>>

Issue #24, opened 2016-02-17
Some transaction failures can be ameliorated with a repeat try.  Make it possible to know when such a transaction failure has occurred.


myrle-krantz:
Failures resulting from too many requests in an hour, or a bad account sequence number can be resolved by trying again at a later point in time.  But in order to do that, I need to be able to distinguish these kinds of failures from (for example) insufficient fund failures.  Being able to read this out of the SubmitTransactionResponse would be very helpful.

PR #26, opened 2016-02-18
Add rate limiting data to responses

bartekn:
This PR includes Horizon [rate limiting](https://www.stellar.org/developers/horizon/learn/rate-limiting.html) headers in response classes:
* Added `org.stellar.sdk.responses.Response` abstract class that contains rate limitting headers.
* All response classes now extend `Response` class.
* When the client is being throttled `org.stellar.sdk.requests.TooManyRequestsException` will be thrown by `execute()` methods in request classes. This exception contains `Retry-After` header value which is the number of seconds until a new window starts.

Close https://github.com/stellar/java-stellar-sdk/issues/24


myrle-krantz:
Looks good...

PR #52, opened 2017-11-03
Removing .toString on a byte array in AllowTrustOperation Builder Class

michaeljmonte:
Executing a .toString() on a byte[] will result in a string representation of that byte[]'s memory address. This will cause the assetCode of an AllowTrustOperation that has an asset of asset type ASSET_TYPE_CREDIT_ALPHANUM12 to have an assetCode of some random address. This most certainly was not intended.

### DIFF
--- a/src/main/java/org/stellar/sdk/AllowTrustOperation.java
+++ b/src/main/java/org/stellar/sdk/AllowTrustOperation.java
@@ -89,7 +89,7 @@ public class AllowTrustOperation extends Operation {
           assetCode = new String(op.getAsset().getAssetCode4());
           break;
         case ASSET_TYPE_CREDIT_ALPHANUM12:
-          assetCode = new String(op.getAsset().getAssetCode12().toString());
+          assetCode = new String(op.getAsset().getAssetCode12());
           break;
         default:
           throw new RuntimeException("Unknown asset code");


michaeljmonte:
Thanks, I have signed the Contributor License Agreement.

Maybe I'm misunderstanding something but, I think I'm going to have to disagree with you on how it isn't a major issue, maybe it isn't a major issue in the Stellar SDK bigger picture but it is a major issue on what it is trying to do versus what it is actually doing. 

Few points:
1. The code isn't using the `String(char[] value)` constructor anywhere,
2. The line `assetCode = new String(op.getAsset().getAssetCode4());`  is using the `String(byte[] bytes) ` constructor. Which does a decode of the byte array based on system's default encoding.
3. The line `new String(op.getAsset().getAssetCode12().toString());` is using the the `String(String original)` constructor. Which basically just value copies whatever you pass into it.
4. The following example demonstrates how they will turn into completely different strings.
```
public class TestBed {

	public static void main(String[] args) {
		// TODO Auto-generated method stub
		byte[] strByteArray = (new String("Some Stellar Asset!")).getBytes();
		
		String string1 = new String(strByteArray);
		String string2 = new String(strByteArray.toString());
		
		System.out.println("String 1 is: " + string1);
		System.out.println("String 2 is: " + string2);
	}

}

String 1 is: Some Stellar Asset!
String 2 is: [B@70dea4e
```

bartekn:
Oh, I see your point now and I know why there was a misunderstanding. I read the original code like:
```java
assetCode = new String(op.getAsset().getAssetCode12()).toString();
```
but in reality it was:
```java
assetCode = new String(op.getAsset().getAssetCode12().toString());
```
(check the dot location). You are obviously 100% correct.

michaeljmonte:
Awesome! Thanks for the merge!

<<
>>

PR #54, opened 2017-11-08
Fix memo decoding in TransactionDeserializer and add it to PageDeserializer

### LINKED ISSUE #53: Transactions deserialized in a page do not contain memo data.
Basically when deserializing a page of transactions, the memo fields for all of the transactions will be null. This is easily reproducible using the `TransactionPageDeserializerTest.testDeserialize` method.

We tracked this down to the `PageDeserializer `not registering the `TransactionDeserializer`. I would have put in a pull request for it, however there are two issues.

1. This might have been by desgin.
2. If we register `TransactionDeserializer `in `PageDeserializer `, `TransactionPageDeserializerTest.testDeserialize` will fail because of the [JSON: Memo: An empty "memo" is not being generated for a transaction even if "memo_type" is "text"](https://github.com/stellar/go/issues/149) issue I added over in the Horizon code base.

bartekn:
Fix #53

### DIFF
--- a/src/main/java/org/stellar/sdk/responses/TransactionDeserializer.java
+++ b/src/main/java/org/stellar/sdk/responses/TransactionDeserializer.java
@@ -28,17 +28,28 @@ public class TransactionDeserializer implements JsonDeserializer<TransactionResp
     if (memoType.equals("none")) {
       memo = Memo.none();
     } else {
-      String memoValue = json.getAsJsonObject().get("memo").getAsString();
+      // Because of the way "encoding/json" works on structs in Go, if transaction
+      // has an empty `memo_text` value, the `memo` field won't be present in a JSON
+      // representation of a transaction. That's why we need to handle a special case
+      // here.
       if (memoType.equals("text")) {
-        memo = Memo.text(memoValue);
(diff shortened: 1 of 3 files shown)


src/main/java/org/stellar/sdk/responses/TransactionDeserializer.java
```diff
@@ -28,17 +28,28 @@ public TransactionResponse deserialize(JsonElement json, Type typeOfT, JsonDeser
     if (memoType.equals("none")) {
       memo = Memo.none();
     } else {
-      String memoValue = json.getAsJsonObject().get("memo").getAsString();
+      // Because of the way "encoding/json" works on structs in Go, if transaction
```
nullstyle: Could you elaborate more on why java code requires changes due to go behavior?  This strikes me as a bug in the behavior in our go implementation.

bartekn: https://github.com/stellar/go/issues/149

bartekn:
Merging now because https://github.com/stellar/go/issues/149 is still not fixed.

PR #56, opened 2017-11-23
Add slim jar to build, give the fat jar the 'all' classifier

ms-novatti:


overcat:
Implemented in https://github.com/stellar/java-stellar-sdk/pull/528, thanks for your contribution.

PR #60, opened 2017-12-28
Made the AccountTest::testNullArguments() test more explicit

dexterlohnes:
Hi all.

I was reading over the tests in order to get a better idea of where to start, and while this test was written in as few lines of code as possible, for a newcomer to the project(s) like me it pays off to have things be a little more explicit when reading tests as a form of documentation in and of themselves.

<<
>>

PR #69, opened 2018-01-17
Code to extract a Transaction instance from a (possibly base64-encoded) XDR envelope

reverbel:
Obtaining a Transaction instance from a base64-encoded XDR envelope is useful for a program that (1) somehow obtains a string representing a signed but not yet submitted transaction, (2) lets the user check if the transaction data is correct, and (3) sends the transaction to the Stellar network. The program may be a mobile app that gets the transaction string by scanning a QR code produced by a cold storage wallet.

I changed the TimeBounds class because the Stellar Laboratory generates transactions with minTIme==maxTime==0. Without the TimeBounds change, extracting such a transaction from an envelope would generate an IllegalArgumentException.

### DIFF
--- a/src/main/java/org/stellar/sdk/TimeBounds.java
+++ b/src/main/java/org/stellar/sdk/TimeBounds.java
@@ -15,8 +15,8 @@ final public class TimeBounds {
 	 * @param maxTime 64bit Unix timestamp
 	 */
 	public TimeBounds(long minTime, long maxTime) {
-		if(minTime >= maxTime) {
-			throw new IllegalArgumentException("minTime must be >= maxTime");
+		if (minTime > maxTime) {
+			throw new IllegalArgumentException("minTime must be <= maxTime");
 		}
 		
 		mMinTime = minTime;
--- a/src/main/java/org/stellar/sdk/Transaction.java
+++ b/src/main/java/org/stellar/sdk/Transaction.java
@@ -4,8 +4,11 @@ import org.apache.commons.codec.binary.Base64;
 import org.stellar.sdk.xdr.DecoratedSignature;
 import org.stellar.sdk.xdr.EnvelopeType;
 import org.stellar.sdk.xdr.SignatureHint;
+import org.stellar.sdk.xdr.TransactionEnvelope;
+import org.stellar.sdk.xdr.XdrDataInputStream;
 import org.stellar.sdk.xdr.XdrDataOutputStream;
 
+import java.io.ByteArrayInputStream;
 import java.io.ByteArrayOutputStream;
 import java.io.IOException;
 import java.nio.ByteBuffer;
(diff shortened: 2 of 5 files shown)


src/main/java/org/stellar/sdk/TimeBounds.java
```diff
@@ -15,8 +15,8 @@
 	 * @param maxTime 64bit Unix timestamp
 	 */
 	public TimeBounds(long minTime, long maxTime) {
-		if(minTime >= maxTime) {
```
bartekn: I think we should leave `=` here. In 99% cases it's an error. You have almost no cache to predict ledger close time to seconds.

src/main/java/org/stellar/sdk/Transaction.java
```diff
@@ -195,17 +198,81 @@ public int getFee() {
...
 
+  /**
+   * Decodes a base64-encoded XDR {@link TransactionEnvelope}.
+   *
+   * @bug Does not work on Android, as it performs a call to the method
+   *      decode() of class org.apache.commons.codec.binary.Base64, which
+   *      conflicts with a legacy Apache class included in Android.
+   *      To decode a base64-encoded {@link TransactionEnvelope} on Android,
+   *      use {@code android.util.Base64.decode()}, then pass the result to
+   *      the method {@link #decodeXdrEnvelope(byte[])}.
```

<<

Work order ▸ Among the lines above, find those holding the word "responses" and state how many there are, number only.

Task response ▸ 5